BEGIN Data for analysis

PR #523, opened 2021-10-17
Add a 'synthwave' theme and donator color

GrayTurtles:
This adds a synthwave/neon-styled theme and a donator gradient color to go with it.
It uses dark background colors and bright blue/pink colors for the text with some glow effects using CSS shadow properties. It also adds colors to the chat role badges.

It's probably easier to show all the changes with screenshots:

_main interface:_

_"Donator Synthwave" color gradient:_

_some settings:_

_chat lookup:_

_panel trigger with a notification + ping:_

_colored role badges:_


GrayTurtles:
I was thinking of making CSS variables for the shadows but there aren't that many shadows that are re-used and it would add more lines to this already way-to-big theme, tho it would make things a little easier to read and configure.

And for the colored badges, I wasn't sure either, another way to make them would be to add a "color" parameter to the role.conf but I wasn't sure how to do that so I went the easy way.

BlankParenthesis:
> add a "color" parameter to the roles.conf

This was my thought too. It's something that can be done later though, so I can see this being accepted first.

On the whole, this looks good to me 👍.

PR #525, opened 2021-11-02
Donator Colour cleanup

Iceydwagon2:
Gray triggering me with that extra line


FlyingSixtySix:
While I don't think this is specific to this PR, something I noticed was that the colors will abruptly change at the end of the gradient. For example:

END Data for analysis
BEGIN Data for analysis

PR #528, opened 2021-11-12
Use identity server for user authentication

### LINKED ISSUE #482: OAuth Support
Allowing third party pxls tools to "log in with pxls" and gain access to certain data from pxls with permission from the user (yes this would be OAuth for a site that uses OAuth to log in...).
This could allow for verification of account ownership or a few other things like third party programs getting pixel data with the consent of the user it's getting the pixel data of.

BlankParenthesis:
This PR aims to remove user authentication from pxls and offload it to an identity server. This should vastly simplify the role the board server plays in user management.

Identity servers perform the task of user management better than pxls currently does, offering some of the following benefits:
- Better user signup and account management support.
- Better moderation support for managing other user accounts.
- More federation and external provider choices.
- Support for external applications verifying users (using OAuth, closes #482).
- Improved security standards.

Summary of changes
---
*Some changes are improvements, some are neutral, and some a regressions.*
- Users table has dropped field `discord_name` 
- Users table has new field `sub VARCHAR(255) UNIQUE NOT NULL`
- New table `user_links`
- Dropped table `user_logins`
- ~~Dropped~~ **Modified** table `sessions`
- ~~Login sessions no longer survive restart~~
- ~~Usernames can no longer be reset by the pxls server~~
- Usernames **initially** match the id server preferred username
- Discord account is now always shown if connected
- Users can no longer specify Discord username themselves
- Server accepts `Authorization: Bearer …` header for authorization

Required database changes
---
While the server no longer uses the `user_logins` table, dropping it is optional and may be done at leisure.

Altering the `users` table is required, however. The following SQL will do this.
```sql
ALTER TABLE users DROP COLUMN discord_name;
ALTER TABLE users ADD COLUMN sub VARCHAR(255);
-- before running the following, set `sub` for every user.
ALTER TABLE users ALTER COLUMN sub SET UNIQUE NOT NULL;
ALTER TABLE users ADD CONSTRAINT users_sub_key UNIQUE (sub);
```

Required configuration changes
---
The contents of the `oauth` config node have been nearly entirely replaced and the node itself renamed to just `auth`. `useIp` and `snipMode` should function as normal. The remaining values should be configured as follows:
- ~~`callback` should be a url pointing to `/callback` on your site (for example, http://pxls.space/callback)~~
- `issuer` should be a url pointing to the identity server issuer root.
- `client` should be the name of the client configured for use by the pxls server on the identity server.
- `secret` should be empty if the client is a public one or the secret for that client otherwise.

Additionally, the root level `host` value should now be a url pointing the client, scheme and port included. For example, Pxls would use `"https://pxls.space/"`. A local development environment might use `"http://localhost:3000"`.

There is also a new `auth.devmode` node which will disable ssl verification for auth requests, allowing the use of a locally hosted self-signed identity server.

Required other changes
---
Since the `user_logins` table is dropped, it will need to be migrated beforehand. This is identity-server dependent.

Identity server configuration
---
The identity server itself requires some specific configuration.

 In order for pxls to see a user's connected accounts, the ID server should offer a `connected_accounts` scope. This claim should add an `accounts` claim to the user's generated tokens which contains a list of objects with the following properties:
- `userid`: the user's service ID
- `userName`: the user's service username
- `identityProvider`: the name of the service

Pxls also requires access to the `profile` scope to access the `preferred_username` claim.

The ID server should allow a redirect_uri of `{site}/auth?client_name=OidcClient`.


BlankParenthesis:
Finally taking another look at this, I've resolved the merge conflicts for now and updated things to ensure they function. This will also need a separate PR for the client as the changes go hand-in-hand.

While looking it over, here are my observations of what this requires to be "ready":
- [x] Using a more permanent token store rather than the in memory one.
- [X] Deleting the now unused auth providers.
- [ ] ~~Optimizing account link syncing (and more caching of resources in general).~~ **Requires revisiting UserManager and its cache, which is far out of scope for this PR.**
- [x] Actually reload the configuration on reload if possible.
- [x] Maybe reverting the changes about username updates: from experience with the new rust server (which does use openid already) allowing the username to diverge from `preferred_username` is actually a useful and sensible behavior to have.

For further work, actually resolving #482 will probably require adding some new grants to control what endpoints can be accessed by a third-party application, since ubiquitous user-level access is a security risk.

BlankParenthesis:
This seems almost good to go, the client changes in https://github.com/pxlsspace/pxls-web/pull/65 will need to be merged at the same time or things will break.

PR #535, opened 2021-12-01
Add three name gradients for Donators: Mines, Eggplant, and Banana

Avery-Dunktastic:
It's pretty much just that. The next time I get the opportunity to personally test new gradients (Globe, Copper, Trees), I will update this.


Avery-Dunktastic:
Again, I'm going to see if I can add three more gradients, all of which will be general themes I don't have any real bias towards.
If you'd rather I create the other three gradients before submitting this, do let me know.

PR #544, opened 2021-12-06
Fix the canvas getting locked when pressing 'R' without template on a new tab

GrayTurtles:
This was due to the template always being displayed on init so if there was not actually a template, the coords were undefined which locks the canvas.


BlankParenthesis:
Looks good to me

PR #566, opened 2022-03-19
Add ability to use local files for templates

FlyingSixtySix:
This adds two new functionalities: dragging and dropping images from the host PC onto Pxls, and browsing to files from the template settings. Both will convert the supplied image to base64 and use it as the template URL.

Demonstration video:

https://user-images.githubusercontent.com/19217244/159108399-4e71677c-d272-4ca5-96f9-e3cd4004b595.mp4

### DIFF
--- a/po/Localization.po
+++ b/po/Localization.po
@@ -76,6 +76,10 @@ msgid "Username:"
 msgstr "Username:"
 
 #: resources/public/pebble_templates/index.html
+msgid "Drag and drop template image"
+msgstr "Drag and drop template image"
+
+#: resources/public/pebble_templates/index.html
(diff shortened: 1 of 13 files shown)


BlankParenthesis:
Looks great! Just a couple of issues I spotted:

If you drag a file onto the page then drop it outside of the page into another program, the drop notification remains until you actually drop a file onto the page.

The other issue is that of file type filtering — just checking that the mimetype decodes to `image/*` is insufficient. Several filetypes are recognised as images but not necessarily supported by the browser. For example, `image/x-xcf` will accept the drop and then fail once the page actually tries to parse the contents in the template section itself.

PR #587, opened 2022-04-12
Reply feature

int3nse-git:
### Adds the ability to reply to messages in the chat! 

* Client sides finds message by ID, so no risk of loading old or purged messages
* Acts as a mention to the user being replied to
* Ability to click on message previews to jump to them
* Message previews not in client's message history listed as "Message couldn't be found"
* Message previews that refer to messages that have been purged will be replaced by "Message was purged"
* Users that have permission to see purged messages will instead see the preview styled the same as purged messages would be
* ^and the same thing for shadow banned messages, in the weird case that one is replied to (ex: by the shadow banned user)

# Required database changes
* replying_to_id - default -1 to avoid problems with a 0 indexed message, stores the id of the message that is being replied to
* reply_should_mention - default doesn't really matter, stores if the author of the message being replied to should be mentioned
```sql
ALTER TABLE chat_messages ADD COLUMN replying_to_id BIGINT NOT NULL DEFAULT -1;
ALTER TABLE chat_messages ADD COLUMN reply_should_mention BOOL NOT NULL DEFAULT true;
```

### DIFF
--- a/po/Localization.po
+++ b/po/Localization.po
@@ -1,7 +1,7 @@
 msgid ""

END Data for analysis

## Problem to work on
All that is wanted is an exact copy of the lines above from the one with "user being replied to" through the one with "Message previews that", with both ends included.

## The completed task
* Acts as a mention to the user being replied to
* Ability to click on message previews to jump to them
* Message previews not in client's message history listed as "Message couldn't be found"
* Message previews that refer to messages that have been purged will be replaced by "Message was purged"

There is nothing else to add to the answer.